Computer Vision Project

Project 2: Local Feature Matching

The goal of this project was to implement a local feature matching algorithm in three major steps:

Interest point detection
Local feature description
Feature matching

Interest Point Detection

Interest points were found using a basic Harris corner detector. The X and Y image gradients were first computed with a square Gaussian filter of size feature_width = 16 and σ = 1. The X and Y image derivatives were found by convolving their respective gradients with the input image. All three squares of image derivatives were then found with the X and Y derivatives.

These squares of image derivatives were convolved with a different Gaussian filter of size = 15 and σ = 1. I found that setting the size of this Gaussian slightly smaller than that of the first Gaussian (16) produced more total matches at about the same accuracy.

Using these image derivatives, I calculated a cornerness score for each pixel using the cornerness function with α = 0.05. I found that increasing α rapidly generated fewer interest points. α values less than 0.05 generally did not seem to have much effect.

Next, I performed a simple non-maxima suppression by suppressing pixels whose cornerness scores were less than 0.01% of the entire image's maximum cornerness score. Higher threshold values significantly reduced the number of interest points, while lower threshold value significantly increased the amount of noisy interest points.

Finally, a sliding window technique was used to retain only the maximum value in each window.

Local Feature Description

Local features were described with a SIFT-like algorithm to describe interest points in 128 dimensions. Again, a Gaussian filter of size feature_width = 16 and σ = 1 was used to find the X and Y image gradients for calculating the respective image derivative; larger σ values resulted in a greater number of bad matches while retaining roughly the same number of good matches.

The image derivatives were then used to find the orientation magnitude and angle at each pixel. The angles were binned into one of eight octants which correspond to the eight main compass directions to check for rotation invariance.

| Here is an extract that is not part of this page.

PR #7357, opened 2025-01-24
fix(coverage): Yarn PnP virtual module resolving

AriPerkkio:
### Description

- Some package managers require rest of the ecosystem to add runtime checks for them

Each interest point has a feature_width x feature_width window built around it, which is divided into a 4 x 4 grid of cells. The magnitudes and corresponding orientation octants in each cell are retrieved and used to attempt to describe all 128 dimensions of every interest point.

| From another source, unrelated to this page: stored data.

PR #7360, opened 2025-01-25
docs: fix missing eslint and prettier in exclude default config

kimulaco:
### Description

Thanks for the great testing framework!

I found a mismatch between docs and code for the default `exclude` config.

The current documentation is missing `eslint` and `prettier` in the default exclude patterns. This PR updates the documentation to match the actual implementation.

Reference to actual implementation:
https://github.com/vitest-dev/vitest/blob/v3.0.4/packages/vitest/src/defaults.ts#L13-L19

### Tests

### Documentation

### Changesets

### DIFF
--- a/docs/config/index.md
+++ b/docs/config/index.md
@@ -124,7 +124,7 @@ When using coverage, Vitest automatically adds test files `include` patterns to 
 ### exclude
 
 - **Type:** `string[]`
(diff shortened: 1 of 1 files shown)


AriPerkkio (approved):
Thanks, looks good.

(Though it doesn't make sense that our `test.exclude` has patterns like `eslint.config.*` as exclusion, when default `test.include` is `['**/*.{test,spec}.?(c|m)[jt]s?(x)']`.)

kimulaco:
@AriPerkkio Thanks for the review!

Indeed, we should probably reconsider these default `test.exclude` patterns.

AriPerkkio:
Clean up for the `test.exclude` will be done in https://github.com/vitest-dev/vitest/pull/6287.

Issue #7398, opened 2025-02-01
watcher throws an error after removing existing test files


soc221b:
### Describe the bug

In watch mode, it will throws an error when we remove an existing test files and then trigger a rerun because existing test file cache is not deleted after the unlink function is invoked.

### Reproduction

Finally, all of the features are normalized and raised to the 0.5 power to help improve matching performance, as described in the file template. Powers greater than 0.5 were found to reduce accuracy with slightly fewer matches, but powers less than 0.5 were found to increase accuracy with very few matches at all.

Feature Matching

Feature matching was accomplished simply with the nearest neighbor distance ratio test. The Euclidian distance was first calculated between each corresponding feature from both images and sorted in ascending order. Then, for each feature in one image, the distances to its nearest two neighbors in the second image were divided by each other to produce a ratio between 0 and 1. Ratios below about 0.75 tend to correspond with most confident matches, as shown in Lowe IJCV 2004. Features below this threshold were considered a match and returned as the final result of local feature matching.